When you’re a grown-up you still pine, but it’s different. It’s when you open the baking cabinet for flour and sugar for cookies but half eaten bags of Kettle chips topple out onto your face and you curse the idiots who sometime in the 1970’s thought it was a good idea to drop the ceiling in your 1920’s bungalow kitchen, install fluorescent lights and leave it with absolutely no storage space. How I long for a pantry. It’s when you put your husband’s undershirts away and you can’t open his chest of drawers and you’re like, “I wish for 2 more inches of drawer space.” Pining grownups are different than pining children.
My little girl wants literally everything she sees. I can remember feeling that way-if I didn’t get those purple cat sunglasses with the loop that held them around my neck, then I just, might, die. It’s a helpless feeling. When you’re a grown-up you just throw away the old bag of crumbly chips or toss the holey undershirts that impede the drawer from opening…but when you’re a kid, there’s really nothing you can do.
There wasn’t anything I wanted more and longer as a kid, than some men in my doll collection.
You see, from a very young age…I was a romantic (this is obviously secret code for pervy).
Initially, as little girls, my mom bought us dolls. Big beautiful baby dolls, called Sasha dolls. They were made in England and they were all female and their clothing was mid 1940s. When my sisters and I played with them…there were boys and there was love, but like the Greeks who performed all of the gory stuff off stage, so it was with us. Our imaginations filled in the gaps of what happened when they went to the dance and met Prince Charming or Gilbert Blythe or Almanzo or whoever.

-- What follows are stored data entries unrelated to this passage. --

PR #266, opened 2015-10-07
Hw1 Submission

sbalanovich:
2 Late Days Taken


HW1/P2/P2b.py
```diff
@@ -1,3 +1,25 @@
...
+import random
 
-# Your code here
+# Set up partitions and context
+N = 2000
+sc = SparkContext("local", "P2b")
+
+# Partition a 10x10 cartesian grid of workers
+# Same as P2a, except the ordering is randomized
+rdd = sc.parallelize(sorted(range(N), key=lambda k: random.random()), 10)
```
Elena-Zhao: Partition using random could be a better solution, however, in order to be more targeted and efficient, customise partition strategy according to pixels distribution on the graph using spark "partitioner" could be an optimised solution.

HW1/P5/P5.py
```diff
@@ -0,0 +1,54 @@
...
+	return (int(frm), map(int, to.split(" ")))
+
+# Use functor to create a graph of links similar to P4 graph
+graph = links.map(lambda link: createGraphComponent(link)).cache()
+print graph.collect()
+
+# Zip up page names and take into account 1-indexing
+page_names = page_names.zipWithIndex().map(lambda (page, i): (page, i+1)).sortByKey()
+# Use this one for index lookups
+page_names_idx = page_names.zipWithIndex().map(lambda (page, i): (i+1, page)).sortByKey()
```
Elena-Zhao: Great try by using sortBykey before lookup! This could significantly improve lookup efficiency.

HW1/P6/P6.py
```diff
@@ -0,0 +1,91 @@
...
+			nextWord = np.random.choice(words, p=allProbas)
+			sentence = sentence + " " + nextWord
+
+			# Bit hacky, but the code expects start to have a list of follow-up
+			# words, so an empty list will suffice as a placeholder
+			# start = ((word2, word3), [])
+			start = ((start[0][1], nextWord), [])
+		sentences.append(sentence)
+	return sentences
+
```
Elena-Zhao: Instead of generating sentences sequentially, we could use rdd to do it in parallel. 

P.S., your codes are so well commented! Well done!

HW1/P2/P2.txt
```diff
@@ -1 +1,5 @@
...
+
+One other note is that this randomization, while effective in increasing the spread of the histogram and distributing the load such that the entire parallelization ran faster as a whole, was still quite arbitrary. Though splitting by less arbitrary parameters was not found to be any more effective than simply randomizing, it is potentially possible to take advantage of our knowledge of the problem and its difficulty (concentrated computation on central white pixels) and to devise a scheme to capitalize on this and perform even better. Though I could not think of one for this assignment, this is definitely something to think about for future problems.
```
chuckyouliu: Great writeup - I made a box of the heavy computation in the center and split it evenly but it honestly wasn't much better than the randomized algorithm.

HW1/P3/P3.py
```diff
@@ -0,0 +1,19 @@
...
+
+# Group by key to find anagrams. Then introduce counts via a map
+# (sorted, [word1, word2, ...], count)
+groupedCountedWords = sortedWords.groupByKey().map(lambda (w, lst): (w, list(lst), len(lst)))
+
+# Run a reduction to compute the max counted anagram
+maxCount = groupedCountedWords.reduce(lambda tup1, tup2: max(tup1, tup2, key = lambda tup: tup[2]))
+
+# Print the result
+print "FINAL result: ", maxCount
```
chuckyouliu: As discussed in class a reduceByKey is better than a groupByKey -> reduce, so would be preferable

sbalanovich: You're totally right, forgot to go back and fix this, nice catch!

HW1/P2/P2b.py
sbalanovich: Looking at the "Partitioner" docs right now and I don't quite see how this would work unless I actually hard-coded positions based on my prior understanding of Mandelbrot functions, which seems a bit iffy to me.

oyuchoi, line 11: As mentioned about, you could use a partitioner

HW1/P4/P4_bfs.py
```diff
@@ -0,0 +1,65 @@
...
+		# print stepThrough.take(3)
+		# print "------------"
+
+		# Combine touched neighbors of given character through a simple reduction. For every 2 neighbors
+		# combine their respective neighbors into a single de-duped set-list, find the minimum depth, 
+		# and mark visited as true if at least one was visited. This way we can continue traversing as before.
+		# (char, [[neighb1, neighb2, ...], depth, visited])
+		combinedNeighbs = stepThrough.reduceByKey(lambda n1, n2: ([list(set(n1[0] + n2[0])), min(n1[1], n2[1]), n1[2] or n2[2]]))
+		# print combinedNeighbs.take(3)
+		# print "############"
```
oyuchoi, line 29: There are a significant number of commented out code here.

sbalanovich, line 29: Yes, these were tests I ran prior to submission that I chose to omit but not delete right before I pushed. Is this bad practice? Should I have left these as uncommented code or removed them entirely?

But then someone gave me my first Barbie. I haven’t asked my mom-but I doubt she was thrilled about this development. The Barbie was blonde and had the characteristic disfigured female body that moms of little girls love to loathe. Shortly after that, we received a “Hawaiian Ken” doll. He was 90% naked (pronounced ne-ked because he caused nothing but trouble in our house) and wore nothing but swim shorts. Over the years, we added several more Barbie dolls and Skipper dolls to our collection, but no other male dolls. There was just neked Ken. And man was he neked. He got all those girl dolls to form a nudist colony and to have sex (they always got married and the sex act between them was an uneducated 11 year old’s version of sex, but still-Barbie immorality was rampant). And after years of promiscuity, he got his butt, along with the other dolls (ie. mere victims of chauvinism), taken away by my mom. Good call, mom.
After this development, I had to go to my friends’ houses to play wedding night Barbie. Not only that, their Barbies had houses that were not repurposed desk chairs and cars that weren’t shoe boxes. And I’m embarrassed to say…when my youngest sister got a Jason Preistly doll WITH a full outfit and who’s arms bent at a 90 degree angle (important for smooching), I maybe played with him and a female doll when I was 14…and there was definitely making out.
Now that I’m a mom, I cringe at the thought that someday my little girls will ask for Barbies and Ken dolls. I see now, why Ken dolls and Ken doll accessory requests were just simply ignored by my parents. And perhaps, I will do the same. I will smother my little girls with baby dolls and stuffed bears and tennis rackets and Little House on the Prairie books and pray hard that Ken dolls and Barbie dolls with their disgusting disfigured tanned bodies never ever make their way into our cramped little Bungalow. But if they infiltrate, somehow…I guarantee you-I will be watching that pervert Ken doll like a hawk, and if he takes his clothes off for one minute…it’s off with his head!
This post was inspired by The Daily Prompt: Out of Your Reach.